In February, we reported that the connected business behemoth is gearing up to launch its own delivery operation. The service, reportedly to be known as Shipping with Amazon (SWA), will pitch the company directly against the likes of UPS and FedEx within the US, by not only delivering its own parcels, but also other people’s.

SWA will be trialled in the Los Angeles area, and initially be limited to companies that sell goods though Amazon’s platform. But the goal will inevitably be global.

The ambitious plan will not be without its own challenges, however. The biggest of these will be staffing the service in an economy that may be nearing full employment.

While Amazon may be automating faster than any other company, it is also hiring more and more human beings to fulfil orders as its retail business expands: one estimate has claimed that Amazon may add as many as 52,000 full-time employees and 35,000 seasonal employees in Q4 this year. Meanwhile, there is already a shortage of delivery drivers in the US.

This suggests that automated deliveries and driverless vehicles are the only realistic long-term solution for a company that is expanding faster than the local US economy can support. However, driverless trucks may be appropriate for long-distance haulage within the US, but they are not a viable solution within crowded cities.

Logically, therefore, the creation of a new breed of electric, driverless, short-haul, high-capacity urban delivery vehicles is where the real opportunity lies (short of filling the skies with thousands of drones). This may be the space that Waymo is focusing on with its new partnership with Honda.

  • In related news, Amazon has completed its acquisition of smart doorbell maker, Ring.

Internet of Business says

The long-term ambitions of a company that has built an automated global retail, fulfilment, and distribution platform – and a supporting network – should now be getting clearer.

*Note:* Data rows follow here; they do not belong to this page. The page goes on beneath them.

PR #334, opened 2024-02-12
Put temporary directories in `os.tmpdir`

sjchmiela:
# Why

Turns out `fs.mkdtemp('install_maestro')` can [suddenly throw `EACCESS`](https://expo.dev/accounts/exponent/projects/eas-custom-builds-example/builds/59f6ccf3-a209-4c7d-b0dd-ab494fb62c04).

# How

Replaced `fs.mkdtemp('string')` with `fs.mkdtemp(path.join(os.tmpdir(), 'string'))`. This is what Node.js documentation suggests to do and also what we do in `www`.

# Test Plan

I verified this works right now on both [Android](https://expo.dev/accounts/exponent/projects/eas-custom-builds-example/builds/7ca68836-63ef-45bc-8ebf-207c827257e2) and [iOS](https://expo.dev/accounts/exponent/projects/eas-custom-builds-example/builds/97f592fa-24b9-4b73-bae4-f88379cf4b65) builds by copying `installMaestro` function into `my-custom-ts-function` and triggering builds manually. Both passed the "Install Maestro" step.

### DIFF
--- a/packages/build-tools/src/steps/functions/installMaestro.ts
+++ b/packages/build-tools/src/steps/functions/installMaestro.ts
@@ -1,7 +1,8 @@
 import assert from 'assert';
+import fs from 'fs';
+import os from 'os';
 import path from 'path';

Amazon can no longer be described as a retailer; it has been building an entire ecosystem – in effect, a self-contained global economy – that pitches it against the likes of Google, Alibaba (and its Cainiao logistics network), and Apple as a data-fuelled hyper-company.

Meanwhile, its AWS platform is now part of a globally interconnected business that, via its smart home hubs, tablets, and other devices, sits in the living rooms, offices, and pockets of millions of people – and behind their smart TVs too.

In short, it is becoming clear that delivery is what Amazon is really about, whether it is by cardboard box or data packet, or via drone, truck, or cable.

But Amazon faces a problem that its rivals in China simply don’t have: people. There are too few human beings in the US to help Amazon expand. To keep growing at its current rate, Amazon may have to extend its footprint even further beyond the US in search of more and more people – at least until it can automate even more of its already robot-intensive processes.

Fast forward a decade or two and the vision of a vast global hyper-company staffed largely by robots presents itself, or an operation that has broken apart into thousands of small, smart, highly automated local units. But how far along that road will Amazon get before the regulators are forced to step in?

Perhaps it would simpler to buy the US Postal Service.